(Collected data entries)
PR #6214, opened 2022-05-27
GUI/Qt: Prioritize serial in cover lookup

### LINKED ISSUE #6212: [BUG]: Covers separation per Region or Serial Number
### Describe the Bug

I think covers must be separated for every variation of same game using serial number or region.

 

### Reproduction Steps

I have all variation of Bloody Roar 3. If I change cover for one of them, they all will change too.

### Expected Behavior

I change cover only for one variation of game, not for all of them

### PCSX2 Revision

v.1.7.2813

### Operating System

Windows 10 (64bit)

### If Linux - Specify Distro

_No response_

refractionpcsx2:
### Description of Changes
Change the cover lookup priority to check serial first.

### Rationale behind Changes
Generic cover names were used first, which is probably a last reset "generic" filename, serial is much more specific and should be loaded if it exists.

### Suggested Testing Steps
If you have 2 versions of the same game (different regions), try one with the generic game name, and another with the serial.

Fixes #6212

### DIFF
--- a/pcsx2/Frontend/GameList.cpp
+++ b/pcsx2/Frontend/GameList.cpp
@@ -683,7 +683,17 @@ std::string GameList::GetCoverImagePath(const std::string& path, const std::stri
 	std::string cover_path;
 	for (const char* extension : extensions)
 	{
-		// use the file title if it differs (e.g. modded games)
+
+		// Prioritize lookup by serial (Most specific)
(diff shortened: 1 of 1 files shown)


metalslayer:
Renaming files to serial numbers fixed my issue. But still...

PR #6232, opened 2022-05-28
Build: Don't rewrite svnrev.h unconditionally

stenzek:
### Description of Changes

Stops VS from recompiling the files which include it every time you hit run.

### Rationale behind Changes

It's really annoying.

### Suggested Testing Steps

Make sure it still builds and gets the correct version number.


refractionpcsx2:
Can't tell from a PR so I guess we'll just YOLO it and see what happens :D

PR #6234, opened 2022-05-28
GameDB: fix up game names

Mrlinkwii:
fixes game names in the GameDB

### Suggested Testing Steps

check said game


coornio:
Can you include an edit for yugioh capsule monster coliseum? One of the entries has a dash but it shouldn't.

coornio:
Many thanks <3

PR #6236, opened 2022-05-28
Updater: Making it fancier

CookiePLMonster:
**CAUTION: Please review and test this thoroughly, it would suck to break the updater by accident.**

### Description of Changes
This PR gives the Windows updater some love:
* UI has been moved to a thread, so it is properly responsive and long running operations don't make Windows think the window is stuck.
* Taskbar progress bar has been added, indicating update progress on the taskbar icon, much like many modern installers/updaters do.
* Initial indeterminate stages of updating (waiting for `pcsx2.exe` to exit, parsing the ZIP file etc.) now set the progress bar and the taskbar progress bar into a marquee/indeterminate state. This means that a typical _"something is going on, but I can't give you an ETA"_ sliding progress bar is now used in place of a stuck empty bar.
* Maximize and Close buttons have been disabled because they were breaking things and the updater was never adapted for layout changes/aborting.

Indeterminate progress now looks like this:
image

While PCSX2 could benefit from a taskbar progress bar, it's been removed from Qt6 so it'll likely need a pure WinAPI solution later, much like the one here.

### Rationale behind Changes
1. Because I can.
2. Because with those improvements the updater feels a little more native.

### Suggested Testing Steps
* Nudge the updater a little, verify that it looks and works properly.
* Ensure there are no functional regressions and updating works as expected.

To test the Updater manually:
1. Make a copy of any pcsx2 ZIP from the build bot. The updater will wipe it after a successful update, so make sure you back it up to save yourself some hassle when retesting.
2. Create a temporary directory somewhere, e.g. `pcsx2_tmp` or anything.
3. Launch `updater.exe` manually (e.g. from a batch file or Command Prompt) like: `updater.exe 1 "path\to\pcsx2_tmp" "path\to\pcsx2_update.zip" "path\to\pcsx2_tmp\pcsx2-qtx64-avx2.exe"`.
4. If done correctly, updater will unpack that "fake" update to a temporary directory created earlier and then run this unpacked version.

### DIFF
--- a/common/ProgressCallback.cpp
+++ b/common/ProgressCallback.cpp
@@ -128,6 +128,7 @@ public:
 	void SetProgressRange(u32 range) override {}
 	void SetProgressValue(u32 value) override {}
 	void IncrementProgressValue() override {}
+	void SetProgressState(ProgressState state) override {}
 
 	void DisplayError(const char* message) override { Console.Error("%s", message); }
 	void DisplayWarning(const char* message) override { Console.Warning("%s", message); }
@@ -147,12 +148,6 @@ static NullProgressCallbacks s_nullProgressCallbacks;
 ProgressCallback* ProgressCallback::NullProgressCallback = &s_nullProgressCallbacks;
 
 BaseProgressCallback::BaseProgressCallback()
-	: m_cancellable(false)
-	, m_cancelled(false)
-	, m_progress_range(1)
-	, m_progress_value(0)
-	, m_base_progress_value(0)
-	, m_saved_state(NULL)
 {
 }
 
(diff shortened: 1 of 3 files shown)


coornio:
Wait, does this mean that we'll lose that tiny little window that appeared at the end that says "Update completed successfully" with an OK button we must press, but it occasionally fails to render on top of other windows so I have to dig it out by minimizing everything else?

Awesome!

CookiePLMonster:
No, that's not changed.

coornio:
> No, that's not changed.

shit

Daisouji:
It's taking forever on waiting to parent process # process

PR #6247, opened 2022-05-28
DEV9: Exclude pcap NPF_ Prefix from GUID on Windows

TheLastRar:
### Description of Changes
On windows, PCAP adds a prefix onto the adapter GUID, which we save to settings file
This pr instead strips and readds that prefix to the GUID instead of saving it.
This does mean you will need to reselect the adapter in the network options

### Rationale behind Changes
Makes it slightly easier to consolidate code
Also Fixes the QT ui not being able to match the same adapter between pcap and sockets, when switching between the those API types

### Suggested Testing Steps
Test if pcap initialises correctly with a selected adapter on windows

### DIFF
--- a/pcsx2/DEV9/pcap_io.cpp
+++ b/pcsx2/DEV9/pcap_io.cpp
@@ -42,6 +42,10 @@
 #define PCAP_NETMASK_UNKNOWN 0xffffffff
 #endif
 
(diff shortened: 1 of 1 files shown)


lightningterror:
Suppressed by #6248

PR #6248, opened 2022-05-28
DEV9: Deduplicate network adapter code

TheLastRar:
### Description of Changes
Unifies a bunch of code across the DEV9 networking code
includes https://github.com/PCSX2/pcsx2/pull/6247

### Rationale behind Changes
Less code duplication

### Suggested Testing Steps
Test if internal DHCP still works
Test if pcap still works
Test if sockets still works

### DIFF
--- a/pcsx2/CMakeLists.txt
+++ b/pcsx2/CMakeLists.txt
@@ -343,6 +343,7 @@ set(pcsx2SPU2Headers
 
 # DEV9 sources
 set(pcsx2DEV9Sources
+	DEV9/AdapterUtils.cpp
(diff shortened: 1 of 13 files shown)


JaduZ:
Hello, could you see the problem why Pro Evolution 2014, whether in the normal version, has errors when playing, slow down, and in the Qt version, it gives a distortion when playing, is there a solution so that it does not happen?

TheLastRar:
> Hello, could you see the problem why Pro Evolution 2014, whether in the normal version, has errors when playing, slow down, and in the Qt version, it gives a distortion when playing, is there a solution so that it does not happen?

Is that a recent problem, has this been an issue for a while?

PR #6256, opened 2022-05-29
GS: Fix CSR.FIELD for progressive mode

### LINKED ISSUE #1413: Tekken 5 NTSC-U : Progressive Scan Screen Shaking
**Game** : Tekken 5 (NTSC-U Version)
**Activate Progressive Scan :** Go to Options menu and select it
**Mode :** Software and Hardware have the issue
**Interlacing :** Auto

The screen will shake during the game after the option activated, can be mostly seen in the pause menu.

This is not an issue with my TV, I can play Burnout 2 or Dragon Ball Z Budokai 3 in progressive scan without screen shaking. Also, some people on the forums mentionned the same bug too.

refractionpcsx2:
### Description of Changes
Fixes the CSR.FIELD bit to set when in 480 progressive mode (and others)

### Rationale behind Changes
Not fixing this causes games to shake in progressive mode. @F0bes tested this on the real hardware and it is fixed set when in 480p mode.

### Suggested Testing Steps
Test games in progressive, make sure they don't shake.

Fixes #1413

### DIFF
--- a/pcsx2/GS.h
+++ b/pcsx2/GS.h
@@ -28,10 +28,10 @@ alignas(16) extern u8 g_RealGSMem[Ps2MemSize::GSregs];
 
 enum CSR_FifoState
 {
-    CSR_FIFO_NORMAL = 0,	// Somwhere in between (Neither empty or almost full).
-    CSR_FIFO_EMPTY,			// Empty
-    CSR_FIFO_FULL,			// Almost Full
-    CSR_FIFO_RESERVED		// Reserved / Unused.
+	CSR_FIFO_NORMAL = 0, // Somwhere in between (Neither empty or almost full).
+	CSR_FIFO_EMPTY, // Empty
+	CSR_FIFO_FULL, // Almost Full
+	CSR_FIFO_RESERVED // Reserved / Unused.
 };
 
 // --------------------------------------------------------------------------------------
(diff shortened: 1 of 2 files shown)


F0bes:
Related test:
https://github.com/PCSX2/HardwareTests/tree/main/progressive_field

Immersion95:
This totally solves https://github.com/PCSX2/pcsx2/issues/1413

pcsx2/GS.h
```diff
@@ -145,6 +145,11 @@ union tGS_CSR
 		_u32 ^= 0x2000;
 	}
 
+	void SetField()
```
lightningterror, line 148: Formatting.

refractionpcsx2:
> This totally solves #1413

yep, that's what I was targeting :D Thanks for checking (and bringing the Issue to my attention, I forgot about it)

felixthecat1970:
i was testing some custom codes for enable sdtv modes in games (for no interleacing and less blur image) past month and see this PR the games with video playing start to crash, tracing where games crash always  after sceGsSynV function, withow know much about GS internal "i guess" this because internal PCRT circuit still thinks is in "interleaced signal" so maybe you have a advice what kind of functions start looking for or advice how to workaround this video crash, thanks.

refractionpcsx2:
We now stop the FIELD from swapping if CMOD in SMODE1 is set to 0 or the lowest bit of SYNCV is set (It's weird, I know, but this is how the PS2 reacts), and this makes actual progressive games work.

if games are crashing waiting for the field to swap, then those patches need to be changed/updated to not check it.

PR #6282, opened 2022-05-30
Fix blockdump loading on Mac and Linux

tellowkrinkle:
### Description of Changes
New blockdump code relies on the return value of FlatFileReader being the number of bytes read and not just -1 or 1

### Rationale behind Changes
It's nice to be able to load block dumps

### Suggested Testing Steps
Linux testing.  The old code was definitely wrong, but aio docs weren't clear enough for me to be sure that the new code is right.  Untested.


stenzek (approved):
Linux side sounds okay to me based on what I can see online about aio, but I haven't tested it.

refractionpcsx2:
Link tested it afaik, all was peachy. Might as well merge :)

Issue #6185, opened 2022-05-25
[BUG]: (Qt)Emulated controller detected as PS1 digital pad in Ridge Racer V


stuken:
### Describe the Bug

Using the Qt interface Ridge Racer V detects the emulated controller as a PS1 digital pad and no analogue controls are useable.
wxWidgets does not have this issue and the game will detect the controller as a Dualshock2.

Happens under both xinput or sdl input, with default out of box keyboard input and after binding controls.

### Reproduction Steps

Automatically bind controller inputs using xinput or sdl as the input source, boot game and navigate to options.
Controller options will display a ps1 contoller and analogue input is not useable.

### Expected Behavior

Parity with wxWidgets where game detects emulated controller as a Dualshock2 and analogue input is available.

### PCSX2 Revision

v1.7.2800

### Operating System

Windows 10 (64bit)

stuken:
Found the inconsistency between qt and wx. wx maps the stick to dpad inputs here:
https://github.com/PCSX2/pcsx2/blob/a26b91291ca4bcdb1a4357863683b4af3a6205c8/pcsx2/PAD/Windows/PAD.cpp#L668-L681

Ridge Racer V is one of those weird edge cases that will forcibly disable analogue so Qt still needs the analogue button exposed through the controller mapping like wx does.

stuken:
I messed around with the default pad state on reset to be analogue and ds2 and the game will send a change mode command with a to digital payload if it finds the pad in either of those states. I dont have access to my old ps2 to 100% verify the behaviour but this lines up with some forum and old gamefaqs posts asking how to enable analogue controls implying that they didnt work out of the box. So it seems to follow from there that the emulation behaviour is correct.

As for the wx side it to isnt setting it to ds2 on boot, I simply didnt notice the difference in control sensitivity from the true analogue mode and the dpad mapping and it does need to be explicitly enabled with the mapped analogue mode button.

This probably isnt a bug, but a feature request for exposing the analogue mode button.

RedPanda4552:
Makes sense. This behavior is in line with what I observed from the PS2 BIOS as well, if you program a controller to report that it is already working as an analog controller, the BIOS will send a request for it to revert to digital, something it will not do if the controller is already reporting digital.

I'm not entirely convinced that this is the full story, but for now I think it's enough to justify a feature request exposing the button. I don't know if I will be the one to do it, but I am watching this issue so if no one beats me to it I may eventually try my hand at this.

PR #6284, opened 2022-05-30
pad: Expose Analog Mode button.

stuken:
### Description of Changes
Exposes a bindable analog mode toggle through the ui and wires button events into pad state.

### Rationale behind Changes
Issue raised in #6185. Brings Qt to parity with wxWidgets which has the button bindable.

### Suggested Testing Steps
Test that button binding is saved and acted upon, also that well behaved games still accept input and will not switch back to digital when pad state is locked.
Currently tested against Ridge Racer V and Grand Turismo 2000 which both fail to enable analog controls by default. PR allows both to toggle between modes.
Also tested against Gran Turismo 3 which does not allow falling back to digital once ds2 mode is enabled.

### DIFF
--- a/pcsx2/PAD/Host/KeyStatus.cpp
+++ b/pcsx2/PAD/Host/KeyStatus.cpp
@@ -31,7 +31,7 @@ void KeyStatus::Init()
 {
 	for (u32 pad = 0; pad < GAMEPAD_NUMBER; pad++)
 	{
-		m_button[pad] = 0xFFFF;
+		m_button[pad] = 0xFFFFFFFF;
 
 		for (u32 index = 0; index < MAX_KEYS; index++)
 			m_button_pressure[pad][index] = 0;
@@ -107,6 +107,7 @@ void KeyStatus::Set(u32 pad, u32 index, float value)
 			1, // PAD_R2
 			9, // PAD_L3
 			10, // PAD_R3
+			16, // Analog
 			// remainder are analogs and not used here
 		} };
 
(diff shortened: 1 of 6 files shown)


pcsx2/PAD/Host/StateManagement.cpp
```diff
@@ -241,7 +241,21 @@ u8 pad_poll(u8 value)
 					b1=b1 & 0x1f;
 #endif
 
-				uint16_t buttons = g_key_status.GetButtons(query.port);
+				uint32_t buttons = g_key_status.GetButtons(query.port);
+				if (!test_bit(buttons, 16) && !pad->modeLock)
```
stenzek, line 245:
```suggestion
				if (!test_bit(buttons, PAD_ANALOG) && !pad->modeLock)
```

Avoids the magic number if the indices ever change.

pcsx2/PAD/Host/KeyStatus.cpp
```diff
@@ -107,6 +107,7 @@ void KeyStatus::Set(u32 pad, u32 index, float value)
 			1, // PAD_R2
 			9, // PAD_L3
 			10, // PAD_R3
+			16, // Analog
```
stenzek, line 110: Magic number here too, but we could probably just leave this one since the rest also aren't using the enum either... (I think it was originally a different order here, until I synced them up, the onepad code was quite... gross).

stenzek (approved):
Nice work! LGTM code-wise, difficult to tell about the UI from the xml alone, but I'm assuming it's fine.

pcsx2/PAD/Host/KeyStatus.cpp
RedDevilus: *LilyPad code sweating in bad code*

lightningterror (commented):
Can the commits the properly named with prefixes and such?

◆ Task objective: When a line above includes the word "wxWidgets", please list that line.

◆ Expected answer:
wxWidgets does not have this issue and the game will detect the controller as a Dualshock2.
Parity with wxWidgets where game detects emulated controller as a Dualshock2 and analogue input is available.
Issue raised in #6185. Brings Qt to parity with wxWidgets which has the button bindable.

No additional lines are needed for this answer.